In the late 1960s, South Seattle Community College and Riverview Playfields were built on some of this property. The Riverview Neighborhood Council opposed multi-family housing development on the site.
In Fall of 2000, a small group of neighbors were encouraged by the City of Seattle to plan bicycle paths in the neighborhood. They formed rTrip and developed a plan that started from the South end of the Riverview Playfield, traveled north through the greenbelt and the SSCC campus and down the hill to connect with the Duwamish trail. The plan ran into obstacles of slope, property rights, and the uncertainty of travel through the greenbelt. See Alan Robertson’s description of this project.

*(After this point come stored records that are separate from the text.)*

PR #14868, opened 2022-05-10
Remove soft failure bgo#731320/boo#1047262

rfan1:
- Related ticket: https://progress.opensuse.org/issues/110821
- Needles: n/a
- Verification run: n/a
No function impact there.

### DIFF
--- a/lib/x11utils.pm
+++ b/lib/x11utils.pm
@@ -261,8 +261,9 @@ sub handle_login {
     my $mykey = check_var('DESKTOP', 'gnome') ? 'esc' : 'shift';
     send_key_until_needlematch('displaymanager', $mykey, 30, 3);
     if (get_var('ROOTONLY')) {
+        # we now use this tag to support login as root
         if (check_screen 'displaymanager-username-notlisted', 10) {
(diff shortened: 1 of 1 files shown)


lib/x11utils.pm
```diff
@@ -262,7 +262,7 @@ sub handle_login {
     send_key_until_needlematch('displaymanager', $mykey, 30, 3);
     if (get_var('ROOTONLY')) {
         if (check_screen 'displaymanager-username-notlisted', 10) {
-            record_soft_failure 'bgo#731320/boo#1047262 "not listed" Login screen for root user is not intuitive';
+            record_info 'bgo#731320/boo#1047262 "not listed" Login screen for root user is not intuitive';
```
lilyeyes, line 265: Should we delete these related codes since the bugs are fixed?

lilyeyes (approved):
LGTM.

lib/x11utils.pm
zhaocongjia: I suggest to keep the old bug reference and add additional info: "we now use this tag to support login as root user".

The Sound Way and Housing Attempts in the Greenbelt
In the 1950s, when a new 1st Ave S. bridge was being planned in South Park, there was a desire to build freeways into what were then the suburban areas of Burien and Southwest Seattle. The “Sound Way” would travel up through the hill just south of SSCC through a deep cut. It would then wrap southwest through 17th Ave SW and SW Myrtle Street, continuing down Orchard and cutting through the hill to Delridge. This never happened.
Alan Robertson describes an attempt in the early 2000’s to build more housing in the greenbelt:
“Shortly after we moved here in 1988, I remember signs going up at 14th & Holly to announce this property to be part of the Duwamish Greenbelt and listing all of the activities that were not allowed. The property had been designated as greenbelt by a City Council that intended that the property remain green. This included Councilwoman Jeanette Williams with her legislative aide Tom Rasmussen.

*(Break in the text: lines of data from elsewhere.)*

PR #14877, opened 2022-05-11
BCI: some time after console switch to prevent timeouts

jlausuch:
- Related ticket: https://progress.opensuse.org/issues/110866

### DIFF
--- a/tests/containers/bci_test.pm
+++ b/tests/containers/bci_test.pm
@@ -18,6 +18,7 @@ use Mojo::Base qw(consoletest);
 use XML::LibXML;
 use testapi;
 use File::Basename;
+use Utils::Architectures qw(is_ppc64le);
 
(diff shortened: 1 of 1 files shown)


tests/containers/bci_test.pm
```diff
@@ -92,6 +92,8 @@ sub run {
 
     record_info('Run', "Starting the tests for the following environments:\n$test_envs");
     my $bci_dir = fileparse($bci_tests_repo, qr/\.[^.]*/);
+    # sometimes ppc64le are still running type_string 'cd' and fail to run cd BCI-tests
```
grisu48, line 95: This comment suggest that the sleep should be in the next line. So either the comment is misleading or the sleep needs to be one line down.

grisu48 (approved):

jlausuch:
This doesn't help much... we need to find the root cause of this issue...

jlausuch:
This doesn't help much... we need to find the root cause of this issue...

But in 2003, the Mayor [Greg Nickels] was looking for money and ways to advance affordable housing. He found the old Soundway property and decided it was perfect.
The City of Seattle Fleets and Facilities Department recommended that 7 acres of greenbelt north of SW Holly, between 15th Ave SW and 12th Ave SW, be sold to developers. The City estimated that 39 houses could be built within the environmentally critical areas.
The neighborhood disagreed. The result was both exhilarating and tragic at the same time. Neighbors that had been spending their time and effort to improve the neighborhood were now forced to place all of their effort into stopping the development of the greenbelt.
After much negotiation, the Mayor’s office announced in 2005 that the property would be saved for green space. It was not official until 2011, when the city council formally voted on legislation to transfer the property to Seattle Parks for greenbelt.”
Nature Consortium and students in the landscape horticulture program at South Seattle College have worked for several years to restore native trees and shrubs in the greenbelt. Because of disturbances such as logging, gravel mining, and the proposed highway, the habitat of the greenbelt has been degraded. Groups have worked to remove invasive weeds, amend soil, address erosion issues, and plant new native trees and shrubs. Nature Consortium has planted more than 10,000 trees and 13,000 shrubs and understory plants. The greenbelt also serves as a buffer between the industrial pollution along the Duwamish Waterway and neighborhoods.
West Duwamish Greenbelt Trails group
In 2014 the West Duwamish Greenbelt Trails group formed to promote walking trails in the Greenbelt, forest restoration, and a cultural connection to the Duwamish Longhouse.